TASK REQUIREMENTS.
Which lines of the material contain the word "have"? Show each one.

STUDY MATERIAL.
- Opening Delimiter -
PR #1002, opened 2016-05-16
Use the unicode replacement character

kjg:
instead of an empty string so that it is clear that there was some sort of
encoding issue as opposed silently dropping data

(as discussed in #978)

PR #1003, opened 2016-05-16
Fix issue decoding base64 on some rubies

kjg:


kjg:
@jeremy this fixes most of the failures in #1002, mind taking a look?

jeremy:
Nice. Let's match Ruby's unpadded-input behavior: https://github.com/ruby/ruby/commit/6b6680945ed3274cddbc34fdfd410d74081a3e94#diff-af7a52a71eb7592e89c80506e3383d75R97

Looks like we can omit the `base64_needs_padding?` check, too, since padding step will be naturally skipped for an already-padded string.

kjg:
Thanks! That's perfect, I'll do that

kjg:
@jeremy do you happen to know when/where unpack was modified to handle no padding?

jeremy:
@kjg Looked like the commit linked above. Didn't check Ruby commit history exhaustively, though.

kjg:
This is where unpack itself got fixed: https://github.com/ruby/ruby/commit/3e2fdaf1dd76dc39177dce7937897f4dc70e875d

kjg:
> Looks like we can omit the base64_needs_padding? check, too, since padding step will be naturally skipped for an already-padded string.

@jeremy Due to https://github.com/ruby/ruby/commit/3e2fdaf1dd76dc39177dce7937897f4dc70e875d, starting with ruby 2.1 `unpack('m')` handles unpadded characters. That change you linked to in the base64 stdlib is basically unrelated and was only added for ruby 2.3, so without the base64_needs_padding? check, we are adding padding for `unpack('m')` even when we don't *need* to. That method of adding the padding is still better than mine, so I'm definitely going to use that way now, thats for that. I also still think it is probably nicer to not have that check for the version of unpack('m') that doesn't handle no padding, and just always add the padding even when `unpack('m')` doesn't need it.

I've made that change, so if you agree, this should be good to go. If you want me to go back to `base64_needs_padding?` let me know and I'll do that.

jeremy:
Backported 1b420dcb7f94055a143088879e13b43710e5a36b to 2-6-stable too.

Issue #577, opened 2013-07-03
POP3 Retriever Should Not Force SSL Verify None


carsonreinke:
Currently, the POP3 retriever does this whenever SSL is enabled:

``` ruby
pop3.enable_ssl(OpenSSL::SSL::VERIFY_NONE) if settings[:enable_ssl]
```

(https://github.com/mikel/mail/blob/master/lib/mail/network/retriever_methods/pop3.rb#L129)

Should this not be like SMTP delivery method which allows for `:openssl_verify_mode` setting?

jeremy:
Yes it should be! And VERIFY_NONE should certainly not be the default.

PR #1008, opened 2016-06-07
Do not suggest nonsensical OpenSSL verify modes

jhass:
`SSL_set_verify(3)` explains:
- Closing Delimiter -
- Opening Delimiter -
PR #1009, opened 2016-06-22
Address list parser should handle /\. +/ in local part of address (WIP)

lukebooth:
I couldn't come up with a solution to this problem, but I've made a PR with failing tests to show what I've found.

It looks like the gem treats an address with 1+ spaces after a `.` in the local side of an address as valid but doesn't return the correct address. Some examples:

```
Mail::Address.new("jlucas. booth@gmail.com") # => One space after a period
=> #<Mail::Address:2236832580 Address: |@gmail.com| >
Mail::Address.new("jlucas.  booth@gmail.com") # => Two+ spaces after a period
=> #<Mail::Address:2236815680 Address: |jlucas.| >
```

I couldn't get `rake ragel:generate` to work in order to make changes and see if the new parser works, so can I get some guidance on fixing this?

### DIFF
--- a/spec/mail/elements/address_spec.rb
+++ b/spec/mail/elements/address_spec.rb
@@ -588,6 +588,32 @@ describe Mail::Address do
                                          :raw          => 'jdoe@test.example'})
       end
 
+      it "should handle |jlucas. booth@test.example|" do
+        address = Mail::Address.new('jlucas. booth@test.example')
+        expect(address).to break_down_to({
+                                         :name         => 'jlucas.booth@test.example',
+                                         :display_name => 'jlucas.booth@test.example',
- Closing Delimiter -
- Opening Delimiter -
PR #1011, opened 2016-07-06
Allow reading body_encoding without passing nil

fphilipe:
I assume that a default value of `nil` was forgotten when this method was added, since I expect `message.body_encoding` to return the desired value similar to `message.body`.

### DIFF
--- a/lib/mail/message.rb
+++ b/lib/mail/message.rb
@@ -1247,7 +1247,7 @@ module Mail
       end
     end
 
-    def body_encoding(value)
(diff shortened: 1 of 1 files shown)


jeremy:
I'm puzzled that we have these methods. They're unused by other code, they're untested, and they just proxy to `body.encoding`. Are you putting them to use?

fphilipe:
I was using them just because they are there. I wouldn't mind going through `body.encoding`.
- Closing Delimiter -
FINISHED EXERCISE.
@jeremy Due to https://github.com/ruby/ruby/commit/3e2fdaf1dd76dc39177dce7937897f4dc70e875d, starting with ruby 2.1 `unpack('m')` handles unpadded characters. That change you linked to in the base64 stdlib is basically unrelated and was only added for ruby 2.3, so without the base64_needs_padding? check, we are adding padding for `unpack('m')` even when we don't *need* to. That method of adding the padding is still better than mine, so I'm definitely going to use that way now, thats for that. I also still think it is probably nicer to not have that check for the version of unpack('m') that doesn't handle no padding, and just always add the padding even when `unpack('m')` doesn't need it.
I'm puzzled that we have these methods. They're unused by other code, they're untested, and they just proxy to `body.encoding`. Are you putting them to use?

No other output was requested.